I started optimizing async task execution, incremental rendering, response streaming, local caching, file indexing, event batching, and audio buffering. The goal was making the assistant feel instantaneous rather than technically functional. That difference matters a lot in conversational systems.
What I Learned
One of the biggest things this project taught me is that building AI systems is much more about systems engineering than people often realize. The difficult parts are usually orchestration, synchronization, UX flow, state management, latency reduction, and infrastructure reliability, not simply plugging a model into an interface.
I also gained a much deeper appreciation for how powerful local AI has become.
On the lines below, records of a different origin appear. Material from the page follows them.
PR #136, opened 2024-06-12
[unplugin] Fix the path check for Windows

siriwatknp:
## Issue

On Windows, the received `id` is `...\@pigment-css\react\theme` but the unplugin only check for `/`. That's why the `generateThemeSource()` is not called which is result in `{}` for runtime theme and the build is error for components that try to use the theme.

**Before**: https://github.com/mui/material-ui/actions/runs/9475564524/job/26107055930?pr=42476

**After**: https://github.com/mui/material-ui/actions/runs/9476406034/job/26109235879?pr=42476


brijeshb42 (approved):
Thanks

Running sophisticated assistants locally is becoming increasingly realistic, especially with optimized inference runtimes and smaller high-performance models.
What It Can Currently Do
At its current stage, the assistant already functions more like a local AI operating system assistant than a normal chatbot.
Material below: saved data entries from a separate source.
PR #144, opened 2024-06-17
[react] Create Grid component

DiegoAndai:
Create Grid component following the atomics approach, same as https://github.com/mui/pigment-css/pull/118.

## Summary

This is the Pigment version of the Grid v2 component. It supports all the use cases the original supports but has some API differences:

### Sizing

Instead of using the breakpoints as props for size (`xs`, `sm`, `md`, ...), there's a `size` prop. Some conversions
- `xs={2}` turns into `size={2}`
- `xs={2} md={4}` turns into `size={{ xs: 2, md: 4 }}`
- `xs` turns into `size='grow'`
- `xs='auto'` turns into `size='auto'`
- `xs={2} sm md={4} lg='auto'` turns into `size={{ xs: 2, sm: 'grow', md: 4, lg: 'auto' }}`

### Offset
Instead of using the breakpoints as props for offset (`xsOffset`, `smOffset`, `mdOffset`, ...), there's a `offset` prop. Some conversions
- `xsOffset={2}` turns into `offset={2}`
- `xsOffset={2} mdOffset={4}` turns into `offset={{ xs: 2, md: 4 }}`
- `xsOffset='auto'` turns into `offset='auto'`
- `xsOffset={2} mdOffset={4} lgOffset='auto'` turns into `offset={{ xs: 2, md: 4, lg: 'auto' }}`

This was done as it works better with the no runtime approach. It might be possible to maintain the previous API, but I don't think it's worth it as it might introduce some tech debt, and this API is more consistent IMO. It is also easy to cover with a codemod.

### Unstable internal props.

The original Grid v2 uses a `unstable_level` prop for nesting grids. This uses a similar approach but instead of levels it takes advantage of CSS variable scoping. This is the only way I could find to achieve nested grids. The problem it solves is that when a Grid is both a container and an item, it has to read from and set the column count.

There might be alternatives to remove the use of these unstable internal props and check the component `muiName`, but I couldn't find a better way and I think we should move forward now. If someone has an idea for alternative implementations, I will test them. I don't think using `:has` would help.

## Play with the Grid

```bash
// project root
pnpm build

// pigment-css-vite-app
pnpm install
pnpm dev
```

The demo is at `http://localhost:5173/grid` and the code is at `apps/pigment-css-vite-app/src/pages/grid.tsx`

## Preview

I've copied all demos from the docs to the test apps.

https://github.com/brijeshb42/pigment-css/assets/16889233/42909b01-345c-4fc1-8374-2737ae7f7629


apps/pigment-css-next-app/src/app/grid/demo3.tsx
```diff
@@ -0,0 +1,43 @@
+'use client';
```
DiegoAndai, line 1: This is the only demo from the docs demos that is a client component, all others run as RSC 🚀 

The reason this has to be a client component is that it uses state to interactively show spacing changes.

packages/pigment-css-react/src/Grid.jsx
```diff
@@ -0,0 +1,311 @@
...
+    '--Grid-parent-column-spacing': ['--Grid-parent-column-spacing'],
+    '--Grid-parent-row-spacing': ['--Grid-parent-row-spacing'],
+    '--Grid-self-column-span': ['--Grid-self-column-span'],
+    '--Grid-self-width': ['--Grid-self-width'],
+    '--Grid-self-max-width': ['--Grid-self-max-width'],
+    '--Grid-self-flex': ['--Grid-self-flex'],
+    '--Grid-self-column-spacing': ['--Grid-self-column-spacing'],
+    '--Grid-self-row-spacing': ['--Grid-self-row-spacing'],
+    '--Grid-self-offset': ['--Grid-self-offset'],
+    '--Grid-self-margin-left': ['--Grid-self-margin-left'],
```
DiegoAndai, line 37: Yes, this is a lot of variables 😅 

But this is the only way I see we can support all the props being breakpoint aware: columns, spacing, size, offset, as well as nesting grids.

packages/pigment-css-react/src/Grid.jsx
```diff
@@ -0,0 +1,311 @@
...
+export const gridAtomics = generateAtomics(({ theme }) => ({
+  conditions: Object.keys(theme.breakpoints.values).reduce((acc, breakpoint) => {
+    acc[breakpoint] = `@media (min-width: ${theme.breakpoints.values[breakpoint]}${
+      theme.breakpoints.unit ?? 'px'
+    })`;
+    return acc;
+  }, {}),
+  defaultCondition: theme.breakpoints?.keys?.[0] ?? 'xs',
+  properties: {
+    flexDirection: ['column', 'column-reverse', 'row', 'row-reverse'],
```
DiegoAndai, line 26: This is the same as the Stack but I'm not sure we should abstract it, it might be too early. A little duplication is not that bad in my opinion.

packages/pigment-css-react/tests/generateAtomics.test.js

Right now, it can listen continuously through voice input, transcribe speech in real time, generate responses using local LLMs, respond using a cinematic JARVIS-style voice, search the macOS filesystem intelligently, open files and folders through Finder, launch applications like Cursor, create files and folders locally, stream live transcripts and activity updates to the HUD, maintain conversational context, and display a real-time holographic interface with reactive animations.
A large amount of the engineering effort went into reducing delays, improving responsiveness, and making the interaction feel smooth and conversational instead of robotic.
Over the next couple of weeks, I plan on continuing to automate the system further and expand it with stronger memory systems, smarter autonomous workflows, better file and application management, deeper operating system integration, browser and email integration, improved voice realism, lower latency response pipelines, more advanced holographic UI rendering, and smarter planning and reasoning systems.
The long-term goal is to make the assistant feel less like a voice tool and more like an intelligent operating layer sitting on top of the computer itself.
Final Thoughts
What started as a small side project turned into one of the most technically interesting systems I have worked on recently.
It taught me that building AI assistants is much more about orchestration, infrastructure, latency, UX, and systems engineering than simply connecting a model to a microphone.
There is still a lot I want to improve, but building this project gave me a much deeper understanding of how modern AI assistants actually work beneath the surface.